=== Stored items ===
============================================================
Issue #385, opened 2021-11-25
Tee transform breaks auth isolation because BufferedChains are shared


XA21X:
## Describe the bug
This is another auth isolation bug that is very similar to #204. Authentication support in RedisSinkCluster assumes that each instance of itself is dedicated per client connection to Shotover. Transforms like Tee (and the since-removed PoolConnections) stores state in shared references (Arc) in a way that violates this assumption.

## To Reproduce
1. Add auth support to the `redis-cluster-dr` example.
2. Connect to primary cluster using redis-cli without authentication.
3. Connect to primary cluster using redis-cli with authentication.
4. Connect to secondary cluster using redis-cli with authentication.
5. Attempt to write something using (2), which should fail with a NOAUTH.
6. Check that the write did not go through using (4)... and this is is the problem. The write went through.

The successful authentication from (3) also authenticates the shared DR chain, which is also used by (2).

## Expected behaviour
- Unauthenticated connections must be prevented from writing to the secondary (DR) cluster.
- Authenticated contexts must be kept isolated between connections.
- BufferedChains possibly shouldn't be shared by default?

## Systems and Version:
 - Shotover Version 0.1.0

benbromhead:
Some thoughts:
So this is likely to be a "big" fix issue as it will require some restructuring of how we share data amongst different connections.

Previously we've discussed things like colored connections or auth contexts etc. 

I think right now the simplest could be attaching context to each Wrapper (or individual message) and one of these could be an auth context. Then on both Tee and Connection pooling we maintain a map of contexts to senders (this should be ok with just a `&` ref ?)

Contexts would need to be modifiable by transforms and then an authentication aware transform (or maybe at the protocol/server) we would inject the context into the Wrapper / message. The downside with a transform based approach to auth context tagging is it requires a user to add it to the chain, rather than just having it on by default. 

It probably needs to live on the source side of things (though a lot of the logic is done at the tcp listener). One idea I had was the concept of default transforms, or source generated transforms. Where the cassandra source will actually prepend / or modify the transform chains with it's own set of transforms it needs to do Cassandra things.

That way it keeps the Transform model a little more pure, takes a cognitive load off the user in having to build the right chain just to get a certain protocol working and keeps protocol specific code out of tcp_listener?

benbromhead:
[...]

PR #389, opened 2021-11-29
Add Wrapper::flush flag

rukai:
This is a step towards https://github.com/shotover/shotover-proxy/issues/385

This PR adds:
* A flush flag in Wrapper which indicates to transforms that they should immediately flush all buffered messages.
    + Support for this flag is added to the Coalesce transform
* coalesce shutdown logic that flushes all buffered messages.
*  Shutdown logic for sources and buffered chains that flushes all messages before dropping all their objects.

I originally planned to have a separate `Transform::shutdown` method that handles this but I had to ditch this approach because it required each transform to reimplement a lot of logic from their `Transform::transform` implementation. If for example the QueryTypeFilter transform was just simply passing on messages without filtering them that would introduce all sorts of bugs.

### DIFF
--- a/shotover-proxy/src/server.rs
+++ b/shotover-proxy/src/server.rs
@@ -244,6 +244,24 @@ impl<C: Codec + 'static> TcpCodecListener<C> {
         }
     }
 
+    pub async fn shutdown(&mut self) {
+        match self
+            .chain
+            .shutdown(Wrapper::new_with_chain_name(
+                vec![],
+                self.chain.name.clone(),
+            ))
+            .await
+        {
+            Ok(()) => {
+                info!("source {} was shutdown", self.source_name);
+            }
+            Err(e) => {
+                error!("shutdown chain processing error - {}", e);
+            }
+        }
+    }
+
     async fn create_listener(&self) -> Result<TcpListener> {
         TcpListener::bind(&self.listen_addr)
             .await
@@ -382,14 +400,8 @@ impl<C: Codec + 'static> Handler<C> {
     /// Request frames are read from the socket and processed. Responses are
     /// written back to the socket.
     ///
-    /// Currently, pipelining is not implemented. Pipelining is the ability to
-    /// process more than one request concurrently per connection without
-    /// interleaving frames. See for more details:
-    /// <https://redis.io/topics/pipelining>
-    ///
     /// When the shutdown signal is received, the connection is processed until
     /// it reaches a safe state, at which point it is terminated.
-    // #[instrument(skip(self))]
     pub async fn run(&mut self, stream: TcpStream) -> Result<()> {
         debug!("Handler run() started");
         // As long as the shutdown signal has not been received, try to read a
--- a/shotover-proxy/src/server.rs
+++ b/shotover-proxy/src/server.rs
@@ -247,18 +247,17 @@ impl<C: Codec + 'static> TcpCodecListener<C> {
     pub async fn shutdown(&mut self) {
         match self
             .chain
-            .shutdown(Wrapper::new_with_chain_name(
-                vec![],
-                self.chain.name.clone(),
-            ))
+            .process_request(
+                Wrapper::flush_with_chain_name(self.chain.name.clone()),
+                "".into(),
+            )
             .await
         {
-            Ok(()) => {
-                info!("source {} was shutdown", self.source_name);
-            }
-            Err(e) => {
-                error!("shutdown chain processing error - {}", e);
-            }
+            Ok(_) => info!("source {} was shutdown", self.source_name),
+            Err(e) => error!(
+                "source {} encountered an error when flushing the chain for shutdown: {}",
+                self.source_name, e
+            ),
         }
     }
 
--- a/shotover-proxy/src/transforms/chain.rs
+++ b/shotover-proxy/src/transforms/chain.rs
@@ -156,15 +156,16 @@ impl TransformChain {
                 );
 
                 match chain
-                    .shutdown(Wrapper::new_with_chain_name(vec![], chain.name.clone()))
+                    .process_request(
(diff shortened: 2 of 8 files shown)


shotover-proxy/src/server.rs
```diff
@@ -253,6 +253,24 @@ impl<C: Codec + 'static> TcpCodecListener<C> {
         }
     }
 
+    pub async fn shutdown(&mut self) {
+        match self
```
benbromhead, line 257: we probably want this to timeout if the whole chain is taking too long to shutdown (configurable)

shotover-proxy/src/transforms/mod.rs
```diff
@@ -475,6 +509,17 @@ pub trait Transform: Send {
     ///
     async fn transform<'a>(&'a mut self, message_wrapper: Wrapper<'a>) -> ChainResponse;
 
+    /// Called when shotover or buffered chain hosting the transform is shutting down.
+    /// The default implementation will automatically `call_next_shutdown` when non terminating.
+    /// So if you need to override this method to provide your own shutdown logic make sure to do the same.
+    async fn shutdown<'a>(&'a mut self, message_wrapper: Wrapper<'a>) -> ChainResponse {
```
benbromhead, line 515: probably worth documenting what to expect about messages that are included in the method call here (like are these messages that came in before / after the shutdown hook?), do you absolutely need to handle them? If so it could cause a double up in logic being implemented in shutdown or encouraging people to call transform from shutdown to handle the messages provided in the shutdown hook.

I would actually be ok with us dropping any messages that were in the buffer as part of shutdown. Pretty much all clients will end up getting a stream closed error or a timeout and have their own trety logic. So we could get rid of the message_wrapper param here

shotover-proxy/src/server.rs
```diff
@@ -253,6 +253,24 @@ impl<C: Codec + 'static> TcpCodecListener<C> {
...
+            .chain
+            .shutdown(Wrapper::new_with_chain_name(
+                vec![],
```
benbromhead, line 260: oh right we just pass an empty vec into the message_wrapper anyway. Let's remove that from the shutdown call

conorbros (approved):

shotover-proxy/src/transforms/mod.rs
benbromhead: We also don't need to do it the same way transform does. (where wrapper has the list of transforms to call next). At this point I don't envisage one transform needing to know about the results of the downchain transforms shutdown result or need to know about it in an ergonomic way (the reason we do the whole Wrapper thing for the transform method).

We could just call shutdown on the transform chain and just have it go through the chains transforms one by one (or map or whatever) and call shutdown.

shotover-proxy/src/server.rs
conorbros: Won't it just be SIGKILL'd if it takes too long

benbromhead: only if someone notices it's stuck... most workflows people will just see a stuck autoscaling group in AWS or a stuck stateful set in kubernetes or something

conorbros: Kubernetes will kill any processes that don't shut down in 30 seconds after a SIGTERM. Not sure about AWS but I would imagine it would do something similar if a process was refusing to shutdown.

benbromhead: ok happy to leave this up to an external scheduler to do

shotover-proxy/src/transforms/mod.rs
rukai: I hit a few issues and completely rewrote this part, I'll update the PR description with the full details.

shotover-proxy/src/transforms/mod.rs
```diff
@@ -280,6 +280,8 @@ pub struct Wrapper<'a> {
     transforms: Vec<&'a mut Transforms>,
     pub client_details: String,
     chain_name: String,
+    /// When true transforms must flush any buffered messages into the messages field
```
benbromhead, line 283: Let's expand the documentation here to explain why (e.g. a flush can be set to true on shutdown, or auth context changes)

rukai: "auth context change" doesnt sound quite right to me.
Does what I wrote instead make sense?

shotover-proxy/src/transforms/chain.rs
```diff
@@ -154,6 +154,20 @@ impl TransformChain {
                 debug!(
                     "buffered chain processing thread exiting, stopping chain loop and dropping"
                 );
+
```
benbromhead, line 157: We need to document now that transforms can get called with an empty list of messages on shutdown and flush set. If they don't expect it or handle it could lead to delayed shutdowns or bugs.

benbromhead:
LGTM - let's address the changes it brings to transform behaviour in docs and get this merged!

shotover-proxy/src/transforms/mod.rs
benbromhead: If I change the user I'm authenticated as in the middle of the session. Then we should probably flush all previous messages sent under the old auth context

shotover-proxy/src/transforms/chain.rs
rukai: Added a line to the Transform::transform docs

shotover-proxy/src/transforms/mod.rs
rukai: oh I see.
If its desirable to set flush at any time for protocol reasons then maybe we shouldnt try to exhaustively document the reasons.
What about:
`This can occur at any time but will always occur before the transform is destroyed due to either shotover or the transforms chain shutting down.`

benbromhead: sounds good

benbromhead (approved):

PR #390, opened 2021-11-29
Fix warnings that trigger in fridays upcoming rust 1.57 release

rukai:
You can see the warnings yourself by setting `channel = "beta"` in rust-toolchain.toml

I'm not sure why we have such an extensive packet parser just for one single test.
The fields on DnsPacket are giving unused warnings, the test doesnt make use of the dns parser so DnsPacket should just be entirely removed.
Although maybe we do want such powerful parsing in the future and the whole parser should be moved into a separate crate?

I removed the comment in `shotover-proxy/tests/helpers/mod.rs` I was expecting shotover-proxy/tests/helpers/mod.rs to make this code simpler but it didnt end up helping due to a mismatch in the values used by the PROFILE env var and the values accepted by `--profile`.

### DIFF
--- a/shotover-proxy/src/message/mod.rs
+++ b/shotover-proxy/src/message/mod.rs
@@ -87,14 +87,15 @@ pub struct RawMessage {
 
 #[derive(PartialEq, Debug, Clone)]
 pub enum ASTHolder {
-    SQL(Statement),
+    // Statement is boxed because Statement takes up a lot more stack space than Value.
+    SQL(Box<Statement>),
     Commands(Value), // A flexible representation of a structured query that will naturally convert into the required type via into/from traits
 }
 
 impl ASTHolder {
     pub fn get_command(&self) -> String {
         match self {
-            ASTHolder::SQL(statement) => match statement {
+            ASTHolder::SQL(statement) => match **statement {
                 Statement::Query(_) => "SELECT",
                 Statement::Insert { .. } => "INSERT",
                 Statement::Update { .. } => "UPDATE",
--- a/shotover-proxy/src/transforms/distributed/consistent_scatter.rs
+++ b/shotover-proxy/src/transforms/distributed/consistent_scatter.rs
@@ -66,7 +66,7 @@ fn get_timestamp(frag: &QueryResponse) -> i64 {
 }
 
 fn get_size(frag: &QueryResponse) -> usize {
-    frag.result.as_ref().map_or(0, |v| std::mem::size_of_val(v))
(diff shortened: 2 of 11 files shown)


shotover-proxy/src/message/mod.rs
```diff
@@ -87,14 +87,14 @@ pub struct RawMessage {
 
 #[derive(PartialEq, Debug, Clone)]
 pub enum ASTHolder {
-    SQL(Statement),
+    SQL(Box<Statement>),
```
conorbros, line 90: Can we add a comment explaining why this is a Box?

shotover-proxy/src/message/mod.rs
```diff
@@ -87,14 +87,14 @@ pub struct RawMessage {
...
     Commands(Value), // A flexible representation of a structured query that will naturally convert into the required type via into/from traits
 }
 
 impl ASTHolder {
     pub fn get_command(&self) -> String {
         match self {
-            ASTHolder::SQL(statement) => match statement {
+            ASTHolder::SQL(statement) => match &**statement {
```
conorbros, line 97: Is the borrow needed here?

conorbros (approved):
LGTM

shotover-proxy/src/transforms/distributed/consistent_scatter.rs
```diff
@@ -66,7 +66,7 @@ fn get_timestamp(frag: &QueryResponse) -> i64 {
 }
 
 fn get_size(frag: &QueryResponse) -> usize {
-    frag.result.as_ref().map_or(0, |v| std::mem::size_of_val(v))
+    frag.result.as_ref().map_or(0, std::mem::size_of_val)
```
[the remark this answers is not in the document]
rukai: nope, this line is still completely busted, just making clippy happy here.

shotover-proxy/src/message/mod.rs
rukai: yeah, the borrow is needed.
self is borrowed so we need to also borrow statement

rukai: wait, I tested it and it wasnt needed!

rukai: It seems the reference only needs to readded for `&mut`, not sure why :shrug:

benbromhead:
the packet parse code was largely grabbed from an example on using packet parse. the DNS stuff 100% doesn't need to be in it.

benbromhead (approved):

rukai:
Sweet, thats one less dependency then

PR #394, opened 2021-11-30
Cassandra keyspace int tests

conorbros:


shotover-proxy/tests/cassandra_int_tests/basic_driver_tests.rs
```diff
@@ -1,37 +1,94 @@
...
-    assert_query_result(
-        &session,
+mod keyspace {
+    use cassandra_cpp::{stmt, Session};
+
+    use crate::cassandra_int_tests::{assert_query_result, ResultValue};
+
+    fn test_create_keyspace(session: &Session) {
+        assert_query_result(
+        session,
```
rukai, line 14: Theres some wonky formatting here, I think rustfmt is confused by the stmt! macro but if we manually fix the formatting here it wont override it.

shotover-proxy/tests/cassandra_int_tests/basic_driver_tests.rs
```diff
@@ -1,37 +1,94 @@
...
+            ),
+            &[],
+        );
+    }
+
+    fn test_alter_keyspace(session: &Session) {
+        assert_query_result(session, stmt!("CREATE KEYSPACE IF NOT EXISTS alter_me WITH REPLICATION = { 'class' : 'SimpleStrategy', 'replication_factor' : 1 } AND DURABLE_WRITES = false;"), &[]);
+        assert_query_result(
+            session,
+            stmt!("ALTER  KEYSPACE alter_me WITH DURABLE_WRITES = true;"),
```
rukai, line 74: extra space

shotover-proxy/tests/cassandra_int_tests/basic_driver_tests.rs
```diff
@@ -1,37 +1,94 @@
...
+mod keyspace {
+    use cassandra_cpp::{stmt, Session};
+
+    use crate::cassandra_int_tests::{assert_query_result, ResultValue};
+
+    fn test_create_keyspace(session: &Session) {
+        assert_query_result(
+        session,
         stmt!(
             "CREATE KEYSPACE IF NOT EXISTS cycling WITH REPLICATION = { 'class' : 'SimpleStrategy', 'replication_factor' : 1 };"
```
rukai, line 16: is it possible to first delete the keyspace if it already exists?
Otherwise we might get false positives or just strange failures if a previous test case creates a keyspace with the same name.
Its still early days for these tests so happy to leave it for later if its not a simple fix.

rukai (commented):
Generally looks good, but a few minor concerns

shotover-proxy/tests/cassandra_int_tests/basic_driver_tests.rs
conorbros: I'm thinking to change `assert_query_result` to accept a `str` for the statement and just use the macro there. Will make all the tests less verbose and fix these weird formatting issues.

rukai: I uh... dont think that will work because the macro needs a string literal not a string.
I could be wrong though, so double check.

rukai: oh, nice!

shotover-proxy/tests/cassandra_int_tests/basic_driver_tests.rs
conorbros: I'll change the keyspace name `keyspace_tests` and similar for the other tests to prevent this. A bit of discipline with the test names we use should avoid any issues like that.

conorbros:
We cannot rely on the order of the rows so I've added `assert_query_result_contains`

shotover-proxy/tests/cassandra_int_tests/basic_driver_tests.rs
rukai: Can we remove the `IF NOT EXISTS` so it blows up if it does happen to exist?

shotover-proxy/tests/cassandra_int_tests/basic_driver_tests.rs
```diff
@@ -1,37 +1,74 @@
...
-            &[ResultValue::Varchar("cycling".into())],
-            &[ResultValue::Varchar("system_auth".into())],
-            &[ResultValue::Varchar("system_schema".into())],
-            &[ResultValue::Varchar("system_distributed".into())],
-            &[ResultValue::Varchar("system".into())],
-            &[ResultValue::Varchar("system_traces".into())],
-        ],
-    );
+    fn test_create_keyspace(session: &Session) {
+        run_query(session, "CREATE KEYSPACE IF NOT EXISTS keyspace_tests_create WITH REPLICATION = { 'class' : 'SimpleStrategy', 'replication_factor' : 1 };");
```
rukai, line 15: I think we should use assert_query_result here as a sanity check

shotover-proxy/tests/cassandra_int_tests/mod.rs
```diff
@@ -34,11 +36,21 @@ impl ResultValue {
...
 
-fn assert_query_result(session: &Session, query: Statement, expected_rows: &[&[ResultValue]]) {
-    let result = session.execute(&query).wait().unwrap();
-    let result_rows: Vec<Vec<ResultValue>> = result
+fn assert_query_result(session: &Session, query: &str, expected_rows: &[&[ResultValue]]) {
+    let result_rows = run_query(session, query);
+    assert_eq!(result_rows, expected_rows);
+}
+
+fn assert_query_result_contains(session: &Session, query: &str, row: &[ResultValue]) {
```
============================================================
=== Exercise prompt ===
The answer should consist of the lines from the first line of the entries through the line with "## Describe the bug", copied exactly.

=== Response box ===
Issue #385, opened 2021-11-25
Tee transform breaks auth isolation because BufferedChains are shared


XA21X:
## Describe the bug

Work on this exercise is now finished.